* _Data to use_

════

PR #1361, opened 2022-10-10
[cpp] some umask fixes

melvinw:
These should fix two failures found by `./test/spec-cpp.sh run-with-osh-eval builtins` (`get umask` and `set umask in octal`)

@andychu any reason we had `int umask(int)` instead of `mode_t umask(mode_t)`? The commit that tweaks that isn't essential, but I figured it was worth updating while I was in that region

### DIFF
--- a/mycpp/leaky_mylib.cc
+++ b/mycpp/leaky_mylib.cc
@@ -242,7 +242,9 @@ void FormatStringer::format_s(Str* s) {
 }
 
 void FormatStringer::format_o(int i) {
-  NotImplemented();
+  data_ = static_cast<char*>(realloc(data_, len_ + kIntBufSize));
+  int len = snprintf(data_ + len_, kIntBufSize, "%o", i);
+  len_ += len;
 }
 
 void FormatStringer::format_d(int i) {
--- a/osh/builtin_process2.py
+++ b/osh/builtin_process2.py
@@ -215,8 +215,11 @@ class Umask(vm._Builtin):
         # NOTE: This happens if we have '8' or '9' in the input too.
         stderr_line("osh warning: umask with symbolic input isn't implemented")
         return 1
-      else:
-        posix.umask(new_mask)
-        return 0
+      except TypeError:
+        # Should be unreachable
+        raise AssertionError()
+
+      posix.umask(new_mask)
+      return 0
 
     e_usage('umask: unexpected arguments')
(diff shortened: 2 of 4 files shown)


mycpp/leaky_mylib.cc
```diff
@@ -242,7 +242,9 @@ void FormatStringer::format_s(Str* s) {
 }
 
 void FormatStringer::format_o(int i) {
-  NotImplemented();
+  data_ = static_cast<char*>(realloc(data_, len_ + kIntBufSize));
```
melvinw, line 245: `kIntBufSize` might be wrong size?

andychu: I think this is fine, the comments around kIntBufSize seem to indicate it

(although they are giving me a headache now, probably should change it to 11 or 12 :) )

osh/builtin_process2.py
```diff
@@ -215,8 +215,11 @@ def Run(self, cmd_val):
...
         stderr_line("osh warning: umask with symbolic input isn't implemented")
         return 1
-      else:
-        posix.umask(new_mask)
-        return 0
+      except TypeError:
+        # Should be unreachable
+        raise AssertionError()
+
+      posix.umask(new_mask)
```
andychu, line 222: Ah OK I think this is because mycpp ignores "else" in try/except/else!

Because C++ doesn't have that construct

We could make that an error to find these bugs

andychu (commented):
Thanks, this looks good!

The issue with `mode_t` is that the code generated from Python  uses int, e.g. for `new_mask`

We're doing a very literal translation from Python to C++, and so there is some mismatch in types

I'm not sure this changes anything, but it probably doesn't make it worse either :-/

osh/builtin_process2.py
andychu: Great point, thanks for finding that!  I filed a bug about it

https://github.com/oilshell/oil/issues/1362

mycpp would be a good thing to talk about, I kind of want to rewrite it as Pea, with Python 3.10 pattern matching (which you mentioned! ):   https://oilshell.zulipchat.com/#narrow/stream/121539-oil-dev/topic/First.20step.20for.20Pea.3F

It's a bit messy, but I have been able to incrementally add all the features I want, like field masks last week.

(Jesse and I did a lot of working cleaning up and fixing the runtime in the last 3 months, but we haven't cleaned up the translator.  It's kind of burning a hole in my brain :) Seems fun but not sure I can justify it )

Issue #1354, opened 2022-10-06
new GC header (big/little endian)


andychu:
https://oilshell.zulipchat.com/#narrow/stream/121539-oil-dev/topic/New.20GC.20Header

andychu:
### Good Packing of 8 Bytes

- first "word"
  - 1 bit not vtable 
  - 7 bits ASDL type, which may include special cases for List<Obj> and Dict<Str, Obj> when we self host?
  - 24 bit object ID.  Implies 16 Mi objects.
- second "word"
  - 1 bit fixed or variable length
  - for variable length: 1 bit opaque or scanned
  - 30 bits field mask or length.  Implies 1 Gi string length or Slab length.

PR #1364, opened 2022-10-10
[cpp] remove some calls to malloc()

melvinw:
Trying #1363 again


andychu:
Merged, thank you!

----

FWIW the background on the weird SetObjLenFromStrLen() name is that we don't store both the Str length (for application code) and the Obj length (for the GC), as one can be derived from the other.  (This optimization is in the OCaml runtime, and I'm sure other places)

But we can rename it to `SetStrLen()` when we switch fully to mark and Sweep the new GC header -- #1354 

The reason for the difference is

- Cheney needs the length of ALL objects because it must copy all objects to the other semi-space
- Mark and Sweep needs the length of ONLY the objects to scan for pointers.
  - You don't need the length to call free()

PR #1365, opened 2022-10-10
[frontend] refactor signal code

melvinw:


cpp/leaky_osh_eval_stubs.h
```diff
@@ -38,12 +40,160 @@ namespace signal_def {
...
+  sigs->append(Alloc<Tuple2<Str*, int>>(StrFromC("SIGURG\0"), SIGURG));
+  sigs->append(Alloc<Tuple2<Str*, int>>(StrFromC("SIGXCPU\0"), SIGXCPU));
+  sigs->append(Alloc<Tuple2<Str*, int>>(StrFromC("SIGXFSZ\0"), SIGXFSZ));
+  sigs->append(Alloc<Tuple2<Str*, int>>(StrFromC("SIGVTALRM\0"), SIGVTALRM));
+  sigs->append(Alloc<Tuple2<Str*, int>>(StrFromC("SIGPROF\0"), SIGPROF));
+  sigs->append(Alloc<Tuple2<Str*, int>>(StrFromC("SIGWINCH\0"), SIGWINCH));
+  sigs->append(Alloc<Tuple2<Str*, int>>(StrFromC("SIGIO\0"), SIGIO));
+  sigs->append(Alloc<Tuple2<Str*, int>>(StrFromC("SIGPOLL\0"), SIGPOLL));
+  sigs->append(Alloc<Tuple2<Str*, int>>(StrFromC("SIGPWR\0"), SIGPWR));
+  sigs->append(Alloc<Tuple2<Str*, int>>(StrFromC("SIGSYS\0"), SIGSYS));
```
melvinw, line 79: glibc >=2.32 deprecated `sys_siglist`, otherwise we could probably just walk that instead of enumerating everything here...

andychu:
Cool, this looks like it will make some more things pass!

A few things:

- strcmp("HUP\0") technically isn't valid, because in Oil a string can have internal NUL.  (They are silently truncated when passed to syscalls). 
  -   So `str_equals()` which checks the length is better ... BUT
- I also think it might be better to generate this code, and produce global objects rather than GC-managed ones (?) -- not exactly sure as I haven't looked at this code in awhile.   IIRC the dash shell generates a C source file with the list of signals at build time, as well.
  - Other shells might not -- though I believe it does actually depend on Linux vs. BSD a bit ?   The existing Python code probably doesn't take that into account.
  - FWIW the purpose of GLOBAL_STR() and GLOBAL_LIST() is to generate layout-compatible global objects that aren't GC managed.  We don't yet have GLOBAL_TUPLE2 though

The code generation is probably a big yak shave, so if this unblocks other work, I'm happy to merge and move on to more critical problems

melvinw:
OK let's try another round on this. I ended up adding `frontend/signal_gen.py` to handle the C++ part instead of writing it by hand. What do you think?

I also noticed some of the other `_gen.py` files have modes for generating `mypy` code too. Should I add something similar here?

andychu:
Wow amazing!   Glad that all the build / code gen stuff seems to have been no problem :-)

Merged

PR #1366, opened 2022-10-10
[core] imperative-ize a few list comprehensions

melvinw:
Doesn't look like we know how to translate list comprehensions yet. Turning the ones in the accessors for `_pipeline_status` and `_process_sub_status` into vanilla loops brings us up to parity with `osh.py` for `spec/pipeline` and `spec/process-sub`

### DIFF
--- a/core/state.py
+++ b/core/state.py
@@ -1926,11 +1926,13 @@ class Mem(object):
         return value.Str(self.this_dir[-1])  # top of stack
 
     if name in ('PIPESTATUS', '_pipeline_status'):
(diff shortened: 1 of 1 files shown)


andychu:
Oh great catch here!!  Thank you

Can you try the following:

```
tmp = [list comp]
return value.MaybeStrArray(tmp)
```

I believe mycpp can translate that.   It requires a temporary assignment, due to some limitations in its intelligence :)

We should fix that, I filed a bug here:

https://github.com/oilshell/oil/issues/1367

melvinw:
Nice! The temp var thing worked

════

* _Work order_
After examining the listing, give only the count of lines holding the string "topic".

* _Exercise solution_
2